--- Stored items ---

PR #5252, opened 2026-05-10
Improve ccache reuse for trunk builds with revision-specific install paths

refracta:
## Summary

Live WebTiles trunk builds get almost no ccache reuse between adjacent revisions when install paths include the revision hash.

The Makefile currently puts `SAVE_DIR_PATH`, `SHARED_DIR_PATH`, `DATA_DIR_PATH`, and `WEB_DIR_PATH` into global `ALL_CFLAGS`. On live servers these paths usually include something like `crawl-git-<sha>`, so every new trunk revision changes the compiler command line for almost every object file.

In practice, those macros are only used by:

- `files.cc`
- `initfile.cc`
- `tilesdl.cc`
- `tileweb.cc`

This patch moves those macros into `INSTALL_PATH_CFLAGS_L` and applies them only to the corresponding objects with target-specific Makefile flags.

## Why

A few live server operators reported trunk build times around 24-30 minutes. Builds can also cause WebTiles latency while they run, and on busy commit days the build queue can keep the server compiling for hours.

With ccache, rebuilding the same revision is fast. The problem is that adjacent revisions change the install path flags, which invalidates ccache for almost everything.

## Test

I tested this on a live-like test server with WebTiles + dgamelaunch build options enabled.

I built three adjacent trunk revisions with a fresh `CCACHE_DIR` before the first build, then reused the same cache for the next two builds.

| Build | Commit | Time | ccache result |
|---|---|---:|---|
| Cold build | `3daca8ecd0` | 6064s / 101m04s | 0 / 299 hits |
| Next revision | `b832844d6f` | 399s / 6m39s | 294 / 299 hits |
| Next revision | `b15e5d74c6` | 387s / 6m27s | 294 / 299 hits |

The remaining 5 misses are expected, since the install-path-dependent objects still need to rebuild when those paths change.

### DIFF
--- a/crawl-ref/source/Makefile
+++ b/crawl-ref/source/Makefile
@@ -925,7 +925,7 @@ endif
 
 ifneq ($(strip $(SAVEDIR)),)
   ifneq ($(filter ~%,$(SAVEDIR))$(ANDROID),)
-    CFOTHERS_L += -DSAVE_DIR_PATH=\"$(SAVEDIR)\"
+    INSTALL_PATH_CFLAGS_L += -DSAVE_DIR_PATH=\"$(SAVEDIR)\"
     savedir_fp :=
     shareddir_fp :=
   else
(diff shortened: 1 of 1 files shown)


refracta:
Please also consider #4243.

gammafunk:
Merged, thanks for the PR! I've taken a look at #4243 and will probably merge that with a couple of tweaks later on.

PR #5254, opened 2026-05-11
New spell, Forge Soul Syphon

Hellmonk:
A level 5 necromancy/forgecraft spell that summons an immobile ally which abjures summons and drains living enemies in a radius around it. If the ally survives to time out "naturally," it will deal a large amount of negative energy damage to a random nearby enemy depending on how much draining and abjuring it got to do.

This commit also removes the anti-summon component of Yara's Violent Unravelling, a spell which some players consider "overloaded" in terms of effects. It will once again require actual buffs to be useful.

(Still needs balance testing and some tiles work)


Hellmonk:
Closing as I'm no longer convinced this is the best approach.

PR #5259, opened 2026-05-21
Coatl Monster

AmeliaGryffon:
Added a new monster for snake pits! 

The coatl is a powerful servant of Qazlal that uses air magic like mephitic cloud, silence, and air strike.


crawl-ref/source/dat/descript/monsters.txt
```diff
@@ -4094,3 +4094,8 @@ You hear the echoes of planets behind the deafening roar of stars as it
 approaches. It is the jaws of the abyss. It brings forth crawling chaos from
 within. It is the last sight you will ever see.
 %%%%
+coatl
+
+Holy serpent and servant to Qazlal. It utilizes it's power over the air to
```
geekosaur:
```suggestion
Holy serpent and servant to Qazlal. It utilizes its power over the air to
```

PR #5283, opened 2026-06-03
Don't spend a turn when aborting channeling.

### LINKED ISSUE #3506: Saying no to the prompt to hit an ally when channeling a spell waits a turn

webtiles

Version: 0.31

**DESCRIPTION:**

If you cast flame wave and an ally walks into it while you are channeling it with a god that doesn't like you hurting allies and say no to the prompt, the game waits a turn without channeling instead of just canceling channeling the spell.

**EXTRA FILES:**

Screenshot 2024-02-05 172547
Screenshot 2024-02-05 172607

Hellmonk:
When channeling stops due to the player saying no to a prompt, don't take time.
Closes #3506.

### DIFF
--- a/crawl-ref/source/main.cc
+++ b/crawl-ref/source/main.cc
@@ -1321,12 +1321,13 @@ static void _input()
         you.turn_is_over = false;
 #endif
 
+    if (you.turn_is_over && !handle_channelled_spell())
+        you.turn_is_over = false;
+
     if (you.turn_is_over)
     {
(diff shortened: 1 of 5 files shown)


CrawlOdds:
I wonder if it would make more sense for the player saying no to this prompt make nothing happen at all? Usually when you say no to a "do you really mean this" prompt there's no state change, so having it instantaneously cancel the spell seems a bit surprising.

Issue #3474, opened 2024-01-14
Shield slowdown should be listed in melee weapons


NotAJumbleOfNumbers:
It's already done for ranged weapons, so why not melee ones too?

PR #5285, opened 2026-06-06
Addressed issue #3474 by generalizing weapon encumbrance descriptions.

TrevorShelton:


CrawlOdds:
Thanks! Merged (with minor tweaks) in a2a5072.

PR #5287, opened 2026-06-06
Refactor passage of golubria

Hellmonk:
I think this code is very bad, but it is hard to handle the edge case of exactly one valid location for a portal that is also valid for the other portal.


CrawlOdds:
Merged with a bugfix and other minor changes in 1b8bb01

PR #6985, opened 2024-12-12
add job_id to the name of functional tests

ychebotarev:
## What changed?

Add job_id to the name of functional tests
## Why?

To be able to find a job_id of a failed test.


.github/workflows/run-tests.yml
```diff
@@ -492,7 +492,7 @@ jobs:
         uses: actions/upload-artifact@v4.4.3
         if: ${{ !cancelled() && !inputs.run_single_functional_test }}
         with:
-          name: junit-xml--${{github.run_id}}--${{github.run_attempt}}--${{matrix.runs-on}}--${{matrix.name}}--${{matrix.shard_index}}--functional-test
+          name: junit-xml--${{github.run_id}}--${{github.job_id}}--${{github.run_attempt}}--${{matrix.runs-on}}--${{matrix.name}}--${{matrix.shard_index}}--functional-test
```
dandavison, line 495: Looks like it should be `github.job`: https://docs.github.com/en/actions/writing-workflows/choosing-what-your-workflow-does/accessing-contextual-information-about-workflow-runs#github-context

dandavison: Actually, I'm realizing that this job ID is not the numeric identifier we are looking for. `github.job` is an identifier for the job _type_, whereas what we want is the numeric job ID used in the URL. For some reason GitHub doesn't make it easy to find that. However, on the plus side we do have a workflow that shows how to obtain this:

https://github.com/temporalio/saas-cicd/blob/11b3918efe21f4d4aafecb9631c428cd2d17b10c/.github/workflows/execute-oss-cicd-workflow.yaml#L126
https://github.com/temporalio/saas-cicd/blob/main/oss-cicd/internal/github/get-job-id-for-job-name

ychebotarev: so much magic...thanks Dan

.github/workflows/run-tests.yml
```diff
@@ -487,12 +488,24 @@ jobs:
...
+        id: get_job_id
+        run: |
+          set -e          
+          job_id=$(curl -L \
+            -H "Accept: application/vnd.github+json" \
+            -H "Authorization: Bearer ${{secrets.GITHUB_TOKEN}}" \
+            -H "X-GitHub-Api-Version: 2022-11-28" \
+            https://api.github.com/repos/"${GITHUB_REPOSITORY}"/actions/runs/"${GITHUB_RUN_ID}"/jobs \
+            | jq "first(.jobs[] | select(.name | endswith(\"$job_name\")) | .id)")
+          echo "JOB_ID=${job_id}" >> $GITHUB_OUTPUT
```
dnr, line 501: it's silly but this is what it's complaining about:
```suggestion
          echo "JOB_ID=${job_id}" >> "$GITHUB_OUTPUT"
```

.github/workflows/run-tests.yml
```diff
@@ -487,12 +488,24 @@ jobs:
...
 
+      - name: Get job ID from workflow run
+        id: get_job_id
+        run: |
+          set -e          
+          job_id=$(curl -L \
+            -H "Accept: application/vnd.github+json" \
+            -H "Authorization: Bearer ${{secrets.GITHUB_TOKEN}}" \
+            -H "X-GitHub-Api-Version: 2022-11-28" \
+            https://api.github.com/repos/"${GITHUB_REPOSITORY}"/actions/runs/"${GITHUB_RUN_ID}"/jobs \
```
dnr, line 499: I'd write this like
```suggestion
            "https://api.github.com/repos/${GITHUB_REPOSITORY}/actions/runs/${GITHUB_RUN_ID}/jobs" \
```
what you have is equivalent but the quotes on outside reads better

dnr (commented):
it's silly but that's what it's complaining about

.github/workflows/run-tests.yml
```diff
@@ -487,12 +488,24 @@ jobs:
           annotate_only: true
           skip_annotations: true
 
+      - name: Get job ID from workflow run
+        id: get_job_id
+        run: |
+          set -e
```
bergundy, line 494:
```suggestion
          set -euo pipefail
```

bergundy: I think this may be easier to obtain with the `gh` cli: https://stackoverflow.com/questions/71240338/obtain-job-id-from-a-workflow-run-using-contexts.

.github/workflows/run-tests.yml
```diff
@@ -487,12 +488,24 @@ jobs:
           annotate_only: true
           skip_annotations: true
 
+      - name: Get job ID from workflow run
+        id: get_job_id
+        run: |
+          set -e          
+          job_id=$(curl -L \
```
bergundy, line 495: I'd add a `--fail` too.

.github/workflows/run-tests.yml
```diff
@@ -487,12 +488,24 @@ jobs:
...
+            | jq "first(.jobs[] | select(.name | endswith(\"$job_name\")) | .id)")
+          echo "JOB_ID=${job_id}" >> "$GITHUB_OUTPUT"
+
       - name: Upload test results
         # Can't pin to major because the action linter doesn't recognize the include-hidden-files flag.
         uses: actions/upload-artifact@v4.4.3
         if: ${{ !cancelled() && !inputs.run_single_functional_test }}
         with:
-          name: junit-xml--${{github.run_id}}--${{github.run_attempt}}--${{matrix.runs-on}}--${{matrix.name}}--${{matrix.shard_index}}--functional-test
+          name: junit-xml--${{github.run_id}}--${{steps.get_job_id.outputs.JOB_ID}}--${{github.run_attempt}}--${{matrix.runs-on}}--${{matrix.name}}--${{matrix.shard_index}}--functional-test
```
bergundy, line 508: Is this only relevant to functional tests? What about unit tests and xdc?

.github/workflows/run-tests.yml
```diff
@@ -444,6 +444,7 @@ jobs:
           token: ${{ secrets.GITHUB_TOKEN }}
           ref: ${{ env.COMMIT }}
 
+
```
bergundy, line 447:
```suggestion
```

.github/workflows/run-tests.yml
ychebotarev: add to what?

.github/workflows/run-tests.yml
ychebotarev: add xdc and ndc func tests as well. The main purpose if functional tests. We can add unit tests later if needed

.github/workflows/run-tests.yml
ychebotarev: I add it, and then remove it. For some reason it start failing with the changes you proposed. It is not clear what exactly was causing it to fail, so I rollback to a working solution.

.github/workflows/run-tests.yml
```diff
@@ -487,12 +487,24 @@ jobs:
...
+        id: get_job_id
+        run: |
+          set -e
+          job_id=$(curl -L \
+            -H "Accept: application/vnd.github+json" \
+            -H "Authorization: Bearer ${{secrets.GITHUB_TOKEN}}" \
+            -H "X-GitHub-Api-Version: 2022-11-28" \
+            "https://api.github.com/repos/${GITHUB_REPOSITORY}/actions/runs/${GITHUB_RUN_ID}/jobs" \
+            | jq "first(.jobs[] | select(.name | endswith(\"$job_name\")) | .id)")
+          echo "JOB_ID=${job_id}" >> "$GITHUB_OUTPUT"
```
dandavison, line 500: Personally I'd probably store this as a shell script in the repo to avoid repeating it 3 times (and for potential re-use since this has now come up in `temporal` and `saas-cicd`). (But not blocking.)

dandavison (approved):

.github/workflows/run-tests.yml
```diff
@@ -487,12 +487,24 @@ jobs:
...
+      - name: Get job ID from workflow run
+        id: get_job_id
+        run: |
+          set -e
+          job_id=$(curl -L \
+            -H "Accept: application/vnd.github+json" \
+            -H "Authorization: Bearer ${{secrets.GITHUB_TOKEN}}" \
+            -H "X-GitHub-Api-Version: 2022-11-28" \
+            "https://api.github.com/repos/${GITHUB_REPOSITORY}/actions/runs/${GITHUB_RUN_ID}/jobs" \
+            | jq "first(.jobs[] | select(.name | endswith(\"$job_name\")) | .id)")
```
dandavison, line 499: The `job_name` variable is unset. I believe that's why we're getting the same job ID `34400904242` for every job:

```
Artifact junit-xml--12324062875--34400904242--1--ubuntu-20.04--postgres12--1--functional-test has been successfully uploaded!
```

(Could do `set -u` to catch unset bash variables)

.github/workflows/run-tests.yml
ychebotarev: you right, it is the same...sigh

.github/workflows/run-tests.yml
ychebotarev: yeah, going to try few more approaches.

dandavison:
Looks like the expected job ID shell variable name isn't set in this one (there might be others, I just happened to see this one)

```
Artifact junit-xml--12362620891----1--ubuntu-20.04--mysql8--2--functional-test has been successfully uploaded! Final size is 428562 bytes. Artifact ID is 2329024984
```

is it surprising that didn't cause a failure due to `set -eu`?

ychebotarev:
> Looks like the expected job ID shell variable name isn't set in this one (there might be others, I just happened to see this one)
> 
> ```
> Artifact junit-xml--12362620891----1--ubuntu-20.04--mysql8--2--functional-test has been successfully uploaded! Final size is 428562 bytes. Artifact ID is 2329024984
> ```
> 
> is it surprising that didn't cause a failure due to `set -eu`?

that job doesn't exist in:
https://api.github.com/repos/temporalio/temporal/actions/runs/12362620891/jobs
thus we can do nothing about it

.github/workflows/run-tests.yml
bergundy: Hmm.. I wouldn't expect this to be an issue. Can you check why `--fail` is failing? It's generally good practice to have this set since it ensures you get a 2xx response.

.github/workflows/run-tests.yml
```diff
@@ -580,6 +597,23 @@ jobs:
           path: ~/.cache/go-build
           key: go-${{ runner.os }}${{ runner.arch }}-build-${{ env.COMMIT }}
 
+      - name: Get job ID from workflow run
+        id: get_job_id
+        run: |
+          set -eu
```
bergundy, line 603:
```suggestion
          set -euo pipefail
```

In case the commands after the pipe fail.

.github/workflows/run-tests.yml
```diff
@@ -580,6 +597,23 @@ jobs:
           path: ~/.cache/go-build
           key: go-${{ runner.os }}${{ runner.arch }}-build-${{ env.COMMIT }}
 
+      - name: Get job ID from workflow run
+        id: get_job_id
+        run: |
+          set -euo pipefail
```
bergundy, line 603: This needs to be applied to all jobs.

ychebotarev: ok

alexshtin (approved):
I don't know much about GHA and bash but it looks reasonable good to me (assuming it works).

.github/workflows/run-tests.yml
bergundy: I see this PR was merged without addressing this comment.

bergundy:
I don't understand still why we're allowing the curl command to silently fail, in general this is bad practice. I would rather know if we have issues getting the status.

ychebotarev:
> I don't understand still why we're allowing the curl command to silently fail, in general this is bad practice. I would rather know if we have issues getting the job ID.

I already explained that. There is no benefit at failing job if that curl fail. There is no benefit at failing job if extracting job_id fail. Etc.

--- Task ---
Retype exactly the lines above, from the one with "Screenshot 2024-02-05 172547" through the one with "static void _input()", inclusive.

--- Response to this task ---
Screenshot 2024-02-05 172547
Screenshot 2024-02-05 172607

Hellmonk:
When channeling stops due to the player saying no to a prompt, don't take time.
Closes #3506.

### DIFF
--- a/crawl-ref/source/main.cc
+++ b/crawl-ref/source/main.cc
@@ -1321,12 +1321,13 @@ static void _input()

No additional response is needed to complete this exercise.